'''

PR #844, opened 2022-03-01
VCR: API to create Verifiable Presentations

reinkrul:
Based on https://github.com/nuts-foundation/nuts-node/pull/831


stevenvegt (approved):
LGTM.
So, no verification?
This is going to clash with #831 since that one also moves around some of the interfaces.

PR #856, opened 2022-03-03
VCR: Support verifying VPs

reinkrul:
Based on https://github.com/nuts-foundation/nuts-node/pull/844

### DIFF
--- a/docs/_static/vcr/v2.yaml
+++ b/docs/_static/vcr/v2.yaml
@@ -222,7 +222,7 @@ paths:
         * If the issuers of the verifiable credentials were not deactivated at time of issuing
 
         error returns:
-        * 400 - One or more of the given parameters are invalid
+        * 400 - A parameter or the verifiable presentation is invalid
         * 500 - An error occurred while processing the request
       operationId: "verifyVP"
       tags:
--- a/docs/_static/vcr/v2.yaml
+++ b/docs/_static/vcr/v2.yaml
@@ -210,6 +210,38 @@ paths:
                 $ref: '#/components/schemas/VCVerificationResult'
         default:
           $ref: '../common/error_response.yaml'
+  /internal/vcr/v2/verifier/vp:
+    post:
+      summary: Verifies a Verifiable Presentation
+      description: |
+        Verifies a Verifiable Presentation. It checks:
+        * Signature of the verifiable presentation and the verifiable credentials
+        * Expiration
+        * Revocation status
+        * If the issuers of the verifiable credentials are trusted
+        * If the issuers of the verifiable credentials were not deactivated at time of issuing
+
+        error returns:
+        * 400 - One or more of the given parameters are invalid
+        * 500 - An error occurred while processing the request
+      operationId: "verifyVP"
+      tags:
+        - credential
+      requestBody:
+        required: true
+        content:
+          application/json:
+            schema:
+              $ref: '#/components/schemas/VPVerificationRequest'
+      responses:
+        "200":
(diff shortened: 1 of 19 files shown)


docs/_static/vcr/v2.yaml
```diff
@@ -210,6 +210,38 @@ paths:
...
+      description: |
+        Verifies a Verifiable Presentation. It checks:
+        * Signature of the verifiable presentation and the verifiable credentials
+        * Expiration
+        * Revocation status
+        * If the issuers of the verifiable credentials are trusted
+        * If the issuers of the verifiable credentials were not deactivated at time of issuing
+
+        error returns:
+        * 400 - One or more of the given parameters are invalid
```
woutslakhorst, line 225: I would expect one of the above rules to fail since the call has no params.

vcr/api/v2/api.go
```diff
@@ -229,3 +231,34 @@ func (w *Wrapper) CreateVP(ctx echo.Context) error {
 	}
 	return ctx.JSON(http.StatusOK, vp)
 }
+
+// VerifyVP handles API request to verify a Verifiable Presentation.
+func (w *Wrapper) VerifyVP(ctx echo.Context) error {
```
woutslakhorst, line 236: The number of checks do not represent the number of 400 errors that are returned by this code. It seems some are returned as 500s?

vcr/api/v2/api_test.go
```diff
@@ -540,6 +541,63 @@ func TestWrapper_CreateVP(t *testing.T) {
...
+			return nil
+		})
+		testContext.mockVerifier.EXPECT().VerifyVP(vp, false, nil).Return(vp.VerifiableCredential, nil)
+		testContext.echo.EXPECT().JSON(http.StatusOK, vp.VerifiableCredential)
+
+		err := testContext.client.VerifyVP(testContext.echo)
+
+		assert.NoError(t, err)
+	})
+	t.Run("error - verification failed", func(t *testing.T) {
```
woutslakhorst, line 585: Missing tests on other error conditions as stated in OAS

vcr/api/v2/api.go
woutslakhorst: This could simply be fixed by mapping the validationError to a status code.

woutslakhorst (changes requested):
Also some linter errors

docs/_static/vcr/v2.yaml
reinkrul: I'll change the 400 description to parameters or VP.

Also, 400 is returned when the VP itself can't be verified (e,g. invalid signature, not trusted), which is ambiguous. So i'll change that to 422

vcr/api/v2/api.go
reinkrul: 400 is returned when `Bind()` fails (see `github.com/labstack/echo/v4@v4.6.3/bind.go:73`)

vcr/api/v2/api_test.go
reinkrul: Added tests for failed VP validation, 400 and 500 are returned by Echo

stevenvegt (approved):
LGTM

reinkrul:
> LGTM

Thanks, but wasn't even finished yet ;-)

woutslakhorst (approved):
only question would be the 422 vs 200. A valid response with an unverified VP, would that be a 200 or 422?

A use may try the call again, the outcome would be the same but it could. 4xx return calls say that the same call may not be done again.

PR #181, opened 2021-08-23
Fixed broken links

HyperCrusher:
All of the metaphysics items in the book recently added seem to point to the items/ subdirectory for api documentation, but the api documentation for these turtles is actually under the metaphysics/ subdirectory


SirEdvin:
Thanks for this merge request!

PR #198, opened 2021-09-09
Add ability to get max item/fluid disk/external storage space.

itzTheMeow:
Added getMaxItemDiskStorage and getMaxFluidDiskStorage as mentioned in SirEndii/Advanced-Peripherals-Features#51.
Both functions return -1 if there is a creative storage disk (as they don't have a max capacity).
Tested using a 1k, 64k, and creative storage disk in one Disk Drive connected to a creative Controller.

Also added getMaxItemExternalStorage and getMaxFluidExternalStorage, not mentioned in the original issue, however requested in the discord server.
Tested using an external storage adapter on a single and double chest connected to a creative controller.

I am not going to implement a function to combine the max disk and external storages as it is redundant, and can be done lua-side.

*also probably good to note this adds for refined storage only, not AE*

### DIFF
--- a/src/main/java/de/srendi/advancedperipherals/common/addons/computercraft/peripheral/RsBridgePeripheral.java
+++ b/src/main/java/de/srendi/advancedperipherals/common/addons/computercraft/peripheral/RsBridgePeripheral.java
@@ -59,6 +59,24 @@ public class RsBridgePeripheral extends BasePeripheral<TileEntityPeripheralOwner
     }
 
     @LuaFunction(mainThread = true)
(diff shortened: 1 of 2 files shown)


SirEdvin:
Hm ... how does it handle filtered external storages and items?

itzTheMeow:
I'm not sure honestly, would be open for someone to test it. I would assume it just returns the total capacity regardless of a filter, because the capacity wouldn't be affected by the filter / it can still hold the same amount of items.

You could fill up a filtered chest with oak planks, its just that only oak planks can enter it.

Issue #177, opened 2021-08-19
Some items do not stack anymore after being removed from the player inventory using the ME bridge


ralphgod3:
### Descripe

when pulling out items from the player inventory using removeItemFromPlayer with the inventory manager some items refuse to stack until placed in the world and broken.

this was tested with both vanilla and moded items.

tested using oak logs, computercraft mining turtles, mekanism logistical transporters.
the logistical transporters stopped stacking, turtles stacked like they normally would but interestingly oak logs also stopped stacking after being pulled out of the inventory.

I did check with the inventory manager list method to see if nbt data changed which it did not
logs dont show anything happening either (should be between 1:20 and 1:30 in the timestamps)

### Steps to reproduce

1 setup inventory manager
2. pull item from player inventory
3. retrieve item from the chest you pushed the item into from player inventory
4. try to get them to stack (this does not happen on all items just some and its not limited to modded items either)

### Multiplayer?

Yes

### Version

0.7r (Latest)

### Minecraft, Forge and maybe other related mods versions

forge 36.2.0 mc 1.16.5 cc 1.98.1

### Screenshots or Videos

https://i.gyazo.com/61e3b969332b28e35db00cd0f74e793d.mp4

### Crashlog/log

https://pastebin.com/8Vb8H7ez

jajajafeti:
I also experienced this bug but with addItemToPlayer I just run the command multiple times, it stacks if u only run it once but I made a Video of the wired behavior.

https://user-images.githubusercontent.com/61298096/132403252-14e4c98f-8a40-4f8f-aa41-18875adaa19e.mp4

jajajafeti:
Hey I just realised this always happens when I use ´getItems()´ with every item in my inventory.
I just wrote a little test programm to test out how ´getItems()´ works and my items never stack after I used it.

https://user-images.githubusercontent.com/61298096/133141207-c3e3ae35-1402-4f5e-8454-70881c01b4d3.mp4

pcfreak9000:
It appears that getItems() adds an nbt-tag to items which usually don't have one. You can see that by enabling the debug tooltips via F3+H and then hovering over the affected items, they will have an empty nbt-tag ("{}") instead of none.

(and i created another duplicate of this issue with possibly more details: #205 )

SirEndii:
Fixed in 0.7.4r

PR #206, opened 2021-10-06
simple fix of issue #177

pcfreak9000:
this should fix issue #177


pcfreak9000:
I don't really understand why the checks fail.

SirEdvin:
Oh, ignore it, this is my fault( I will fix it later, build passed actually (just failed last step with package upload)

'''

INSTRUCTIONS FOR THE TASK - Lines holding the word "java" should be copied from the entries above.

OUTPUT OF THE EXERCISE -
--- a/src/main/java/de/srendi/advancedperipherals/common/addons/computercraft/peripheral/RsBridgePeripheral.java
+++ b/src/main/java/de/srendi/advancedperipherals/common/addons/computercraft/peripheral/RsBridgePeripheral.java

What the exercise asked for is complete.